When it comes to decision making the key is to weigh your options. You must be like Santa Clause; make a list and check it twice. Ask God, and speak with the people he has put into your life whose opinion you TRULY value and respect. When it comes to decision making you must also realize (as my husband says) "the grass may not be greener on the other side". We must remember to do what we can with what we have in the present moment, but never stop dreaming big. If you are like me then you are someone who wants what you want right now. Yes I lack patience. I am a work in progress, it will come. Patience like decision making requires discipline, not time.

How many times have you struggled over something you already knew the answer to? We must remember to be true to ourselves, which means that what we want may not necessarily be what we need. Once you can distinguish between the two you will begin to make solid (right) decisions. Make sure you are the one making the decision. Receive advice from others, but do not let them make the decision for you. I hope that makes sense. Also, do not allow fear to make your decisions for you, EVER! This is why I said in the first paragraph "I am not much of a risk taker", but I do take risks. I have found that usually the perfect time to take a risk is when you are afraid. I say perfect because the only way to conquer fear is to face it, but that is another blog, and not always the case.

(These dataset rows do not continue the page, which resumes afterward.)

Issue #5644, opened 2019-05-17
False surrounding vehicles scan order for SSM device


leoluecken:
Scanning recursively for all upstream vehicles may confuse some downstream conflicts since the ego conflict lane is not recognized correctly (but set to its current lane). Downstream scan along the ego's route should complete before executing upstream scans.

m-kro:
In turn, this solution may as well cause wrong ego conflict lanes itself due to the scan order, see #5527

m-kro:
Currently, all internal lanes of a junction get assigned the same ego conflict lane, even if they are not foes of the ego route. If such a lane leads to a separate crossing with the ego route, still the internal lane of the other intersection is chosen.

behrisch:
@m-kro Do we need another ticket for that (or reopen this one?)

m-kro:
I would reopen the ticket as its title is still in line with the new findings.

PR #5877, opened 2019-08-06
SSM foe search and scan order

m-kro:
As mentioned in issue #5644  and #5527 , the current scan for foe candidates assigns the wrong conflict lane in some cases. This results in utterly underestimated TTC values. For more details look at the referenced issues.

My point is look to your future because your future is bright. Do not hold on to the past. Whatever decisions you are or have been contemplating, take a leap of faith. Make the decision and move on without regret no should have, could have, would have, that only sets you up for inevitable failure. Whatever decision you have to make, do not spend an exorbitant amount of time on it, and do not force the issue, just make the decision and move on. Whatever option you choose remember God is in the midst of it all. Thank you for your time.